▶ [THE PROBLEM]: Counting from the line that holds "PR #9793, opened 2020-10-29", return each line exactly, through and including the last line of the entries.

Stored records
══════
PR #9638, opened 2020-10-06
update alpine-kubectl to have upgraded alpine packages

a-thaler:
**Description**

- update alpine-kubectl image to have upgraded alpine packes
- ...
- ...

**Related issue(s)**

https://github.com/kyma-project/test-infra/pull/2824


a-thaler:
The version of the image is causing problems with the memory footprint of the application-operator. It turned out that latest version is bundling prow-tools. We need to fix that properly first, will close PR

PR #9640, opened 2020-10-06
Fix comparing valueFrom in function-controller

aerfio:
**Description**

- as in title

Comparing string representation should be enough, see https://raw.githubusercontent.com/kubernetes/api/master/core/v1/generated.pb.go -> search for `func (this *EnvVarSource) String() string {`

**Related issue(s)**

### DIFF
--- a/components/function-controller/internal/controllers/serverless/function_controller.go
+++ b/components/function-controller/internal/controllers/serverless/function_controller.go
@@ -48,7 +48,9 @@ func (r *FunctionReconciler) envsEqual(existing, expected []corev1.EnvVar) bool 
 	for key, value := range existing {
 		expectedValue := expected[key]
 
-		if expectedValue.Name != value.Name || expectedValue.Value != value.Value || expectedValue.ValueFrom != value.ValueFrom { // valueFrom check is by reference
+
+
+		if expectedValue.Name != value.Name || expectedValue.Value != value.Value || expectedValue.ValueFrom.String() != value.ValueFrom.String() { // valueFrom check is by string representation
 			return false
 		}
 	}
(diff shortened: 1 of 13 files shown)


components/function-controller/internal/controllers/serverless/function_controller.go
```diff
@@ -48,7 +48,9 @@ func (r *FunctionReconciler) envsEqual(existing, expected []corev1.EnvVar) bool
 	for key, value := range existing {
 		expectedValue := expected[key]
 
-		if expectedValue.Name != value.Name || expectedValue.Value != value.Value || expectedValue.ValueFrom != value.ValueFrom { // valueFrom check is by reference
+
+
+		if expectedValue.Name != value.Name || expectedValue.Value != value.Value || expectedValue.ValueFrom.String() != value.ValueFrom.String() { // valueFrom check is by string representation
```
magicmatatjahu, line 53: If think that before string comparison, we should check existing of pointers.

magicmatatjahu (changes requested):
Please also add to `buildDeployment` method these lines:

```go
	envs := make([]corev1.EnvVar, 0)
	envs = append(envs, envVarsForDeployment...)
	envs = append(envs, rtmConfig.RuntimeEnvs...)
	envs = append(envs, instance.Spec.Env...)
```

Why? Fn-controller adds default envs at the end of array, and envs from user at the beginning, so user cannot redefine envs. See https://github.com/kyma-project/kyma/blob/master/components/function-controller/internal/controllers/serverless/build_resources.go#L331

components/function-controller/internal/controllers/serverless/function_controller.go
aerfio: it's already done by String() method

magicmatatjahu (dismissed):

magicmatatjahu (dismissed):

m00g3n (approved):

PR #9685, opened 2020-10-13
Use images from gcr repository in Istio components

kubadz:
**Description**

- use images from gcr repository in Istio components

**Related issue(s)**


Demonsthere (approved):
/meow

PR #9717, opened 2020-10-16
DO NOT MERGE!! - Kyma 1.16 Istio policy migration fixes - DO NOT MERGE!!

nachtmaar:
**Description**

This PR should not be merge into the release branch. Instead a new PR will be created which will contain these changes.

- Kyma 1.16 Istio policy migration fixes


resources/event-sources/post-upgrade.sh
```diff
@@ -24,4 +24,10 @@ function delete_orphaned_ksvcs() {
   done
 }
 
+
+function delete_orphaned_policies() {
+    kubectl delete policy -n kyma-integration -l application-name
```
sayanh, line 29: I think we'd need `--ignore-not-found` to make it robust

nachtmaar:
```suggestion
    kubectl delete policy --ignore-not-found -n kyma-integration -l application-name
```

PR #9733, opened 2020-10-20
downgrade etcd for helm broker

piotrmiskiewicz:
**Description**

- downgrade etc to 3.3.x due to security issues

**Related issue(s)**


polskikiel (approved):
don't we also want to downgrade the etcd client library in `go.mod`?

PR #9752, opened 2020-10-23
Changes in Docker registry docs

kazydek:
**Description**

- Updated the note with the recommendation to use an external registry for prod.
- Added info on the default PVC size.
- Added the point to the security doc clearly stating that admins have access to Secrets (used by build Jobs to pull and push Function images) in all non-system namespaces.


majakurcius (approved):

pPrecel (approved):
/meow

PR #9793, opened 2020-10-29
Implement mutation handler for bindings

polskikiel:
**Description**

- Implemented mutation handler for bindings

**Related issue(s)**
══════
▶ [PROBLEM SOLUTION]:
PR #9793, opened 2020-10-29
Implement mutation handler for bindings

polskikiel:
**Description**

- Implemented mutation handler for bindings

**Related issue(s)**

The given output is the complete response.